Task item
Below are the records. Gather each line that holds "changing".

Dataset items:
PR #1034, opened 2016-10-14
Virtio uses shiftleft/shiftright to tag packets

wingo:
This builds on #1032 and uses shiftleft/shiftright in the virtio-net driver to tag and untag packets.  It also switches guest snabb applications to use direct descriptors.

### DIFF
--- a/src/apps/ipv6/nd_light.lua
+++ b/src/apps/ipv6/nd_light.lua
@@ -123,7 +123,6 @@ function nd_light:new (conf)
    -- Prepare packet for solicitation of next hop
    local nh = { nsent = 0 }
    local dgram = datagram:new()
-   nh.packet = dgram:packet()
    local sol_node_mcast = ipv6:solicited_node_mcast(conf.next_hop)
    local ipv6 = ipv6:new({ next_header = 58, -- ICMP6
          hop_limit = 255,
@@ -148,6 +147,7 @@ function nd_light:new (conf)
    dgram:push(ethernet:new({ src = conf.local_mac,
                              dst = ethernet:ipv6_mcast(sol_node_mcast),
                              type = 0x86dd }))
+   nh.packet = dgram:packet()
    dgram:free()
 
    -- Timer for retransmits of neighbor solicitations
@@ -176,7 +176,6 @@ function nd_light:new (conf)
    -- Prepare packet for solicited neighbor advertisement
    local sna = {}
    dgram = datagram:new()
-   sna.packet = dgram:packet()
    -- Leave dst address unspecified.  It will be set to the source of
    -- the incoming solicitation
    ipv6 = ipv6:new({ next_header = 58, -- ICMP6
@@ -197,6 +196,8 @@ function nd_light:new (conf)
    -- Leave dst address unspecified.
    dgram:push(ethernet:new({ src = conf.local_mac,
                              type = 0x86dd }))
+   sna.packet = dgram:packet()
+
    -- Parse the headers we want to modify later on from our template
    -- packet.
    dgram = dgram:new(sna.packet, ethernet)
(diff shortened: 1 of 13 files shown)


wingo:
stats will be here: https://hydra.snabb.co/build/659075

wingo:
@lukego wdyt about this one?  Only affects Snabb guests, not DPDK or other guests.  There is no corresponding change for the host because the choice of descriptor layout is up to the guest, not the host.  The PR is hard to read though because it includes earlier patches from #1032; perhaps just look at the last two commits.

Nicola Larosa and @domenkozar are working on getting lwaftr tests into Hydra but I think we don't yet have them wired up.  Still, obvious improvement I think, simplifying the code and giving us twice the descriptor count.

wingo:
ping :)

lukego:
I suggest workflow of @eugeneia or @kbara being upstream for this and then sending it onwards to me for rubber-stamping. I have no strong feelings on this module - wasn't involved in the development - and have no access to test cases for it either.

kbara:
It looks like a solid win on iperf results. On the three 'l2fwd by configuration' graphs, it looks like it may be slightly worse; I can't tell eyeballing it if that is significant.

Interestingly, 2.1.0 noind is still bimodal.

kbara:
I'd be willing to upstream it, if @lukego is happy with an Igalian upstreaming for an Igalian.

wingo:
That linked perf analysis includes the result of #1032.  Let me see if I find a new one.

lukego:
Oh, or. perhaps I have misunderstood this change. Is this changing the device side of virtio-net? I will look more closely now...

wingo:
This is changing the driver side of virtio-net.

kbara:
It changes  src/lib/virtio/virtq_driver.lua

lukego:
OK. In that case I prefer not to be upstream as per ^^^ and I don't think this code has any coverage in existing Hydra tests (which currently always runs DPDK inside the guest and never Snabb).

@kbara Sure but `virtq_device` is the code being exercised by CI i.e. the device (hypervisor/snabbnfv) side.

wingo:
@kbara there is no up-to-date perf thing.  however it will not show on the graphs because #736 hasn't landed; we don't have any automated tests with snabb guests AFAIU, neither integration nor benchmarking :(

lukego:
(The ideal would be to add a Hydra case that runs Snabb inside the VM in addition to DPDK. This should be fairly straightforward FWIW.)

lukego:
(i.e. it would be an extension of the existing `l2fwd` benchmark that we run on Hydra but it would run with a different VM image i.e. one that runs the Snabb-based l2fwd instead of the DPDK-based one.)

wingo:
I verrrrry much understand not wanting to land something without CI, but I think the right thing to do here is just merge this so we can merge the lwaftr.  Merging it does not make the situation worse and this is the code that we are shipping and we are the only users of this code, and in parallel @dpino  has #736 open and Domen and Nicola are working on getting hydra+lwaftr+qemu+... working too, so things are on the right track IMO.  @kbara wdyt?

kbara:
Looks like @lukego has thumbed up it. I'm ok with that workflow, with the caveat that I think we *really* need to do our best to have test coverage of it in the next ~2 weeks, before the next release is cut.

kbara:
I've reviewed it. LGTM, @wingo . As per out of band discussion, please merge this to wingo-next, since you'll need it there for the lwaftr merge and there's no point putting it in two maintainer-next branches. :)

eugeneia:
Slightly off-topic...

> we are the only users of this code

There have been two instances of students asking for help with virtio_net on snabb-devel (latest instance: https://groups.google.com/forum/#!topic/snabb-devel/8eLfuiKksjY ). Sadly, I couldn’t help them because I have never used virtio_net and neither have a way to test it. Since there seems to heightened interest in this, I think it would be very valuable to make virtio_net a first class Snabb citizen like vhost_user, and integration with the l2fwd benchmark would go a long way!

Response
Oh, or. perhaps I have misunderstood this change. Is this changing the device side of virtio-net? I will look more closely now...
This is changing the driver side of virtio-net.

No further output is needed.